PR #634, opened 2022-09-28
Fix #633: Check if this extends wrapper

### LINKED ISSUE #633: Type::cast extend check is backwards
In Type::cast it checks if the Wrapper extends this but what it should be checking is if this extends the wrapper, so that casts to a parent are successful.

Could be related to https://github.com/oatpp/oatpp/issues/595

n3world:
Invert the extend check in Type::cast so that it is checking if this instance extends wrapper and therefor this can be cast to Wrapper.

### DIFF
--- a/src/oatpp/core/data/mapping/type/Type.hpp
+++ b/src/oatpp/core/data/mapping/type/Type.hpp
@@ -556,7 +556,7 @@ public:
 template <class T, class Clazz>
 template<class Wrapper>
 Wrapper ObjectWrapper<T, Clazz>::cast() const {
-  if(!Wrapper::Class::getType()->extends(m_valueType)) {
+  if(!m_valueType->extends(Wrapper::Class::getType())) {
     if(Wrapper::Class::getType() != __class::Void::getType() && m_valueType != __class::Void::getType()) {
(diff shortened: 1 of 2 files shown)


src/oatpp/core/data/mapping/type/Type.hpp
```diff
@@ -556,7 +556,7 @@ class Type {
 template <class T, class Clazz>
 template<class Wrapper>
 Wrapper ObjectWrapper<T, Clazz>::cast() const {
-  if(!Wrapper::Class::getType()->extends(m_valueType)) {
+  if(!m_valueType->extends(Wrapper::Class::getType())) {
```
lganzzzo, line 559: `ObjectWrapper<T, Clazz>::cast()` - is an unsafe static cast which allows downcasts to child classes. Thats why we check if `Wrapper::Class::getType()->extends(m_valueType)`.

n3world: I did try to use assignment copy and played around with that a little but could only seem to get raw static casts to work, which is what is being done in `StandardCollection::PolymorphicDispatcher` so maybe that is the only answer for now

···

Goal of the exercise:
Give back each record, exactly as it reads.

Task output:
PR #634, opened 2022-09-28
Fix #633: Check if this extends wrapper

### LINKED ISSUE #633: Type::cast extend check is backwards
In Type::cast it checks if the Wrapper extends this but what it should be checking is if this extends the wrapper, so that casts to a parent are successful.

Could be related to https://github.com/oatpp/oatpp/issues/595

n3world:
Invert the extend check in Type::cast so that it is checking if this instance extends wrapper and therefor this can be cast to Wrapper.

### DIFF
--- a/src/oatpp/core/data/mapping/type/Type.hpp
+++ b/src/oatpp/core/data/mapping/type/Type.hpp
@@ -556,7 +556,7 @@ public:
 template <class T, class Clazz>
 template<class Wrapper>
 Wrapper ObjectWrapper<T, Clazz>::cast() const {
-  if(!Wrapper::Class::getType()->extends(m_valueType)) {
+  if(!m_valueType->extends(Wrapper::Class::getType())) {
     if(Wrapper::Class::getType() != __class::Void::getType() && m_valueType != __class::Void::getType()) {
(diff shortened: 1 of 2 files shown)


src/oatpp/core/data/mapping/type/Type.hpp
```diff
@@ -556,7 +556,7 @@ class Type {
 template <class T, class Clazz>
 template<class Wrapper>
 Wrapper ObjectWrapper<T, Clazz>::cast() const {
-  if(!Wrapper::Class::getType()->extends(m_valueType)) {
+  if(!m_valueType->extends(Wrapper::Class::getType())) {
```
lganzzzo, line 559: `ObjectWrapper<T, Clazz>::cast()` - is an unsafe static cast which allows downcasts to child classes. Thats why we check if `Wrapper::Class::getType()->extends(m_valueType)`.

n3world: I did try to use assignment copy and played around with that a little but could only seem to get raw static casts to work, which is what is being done in `StandardCollection::PolymorphicDispatcher` so maybe that is the only answer for now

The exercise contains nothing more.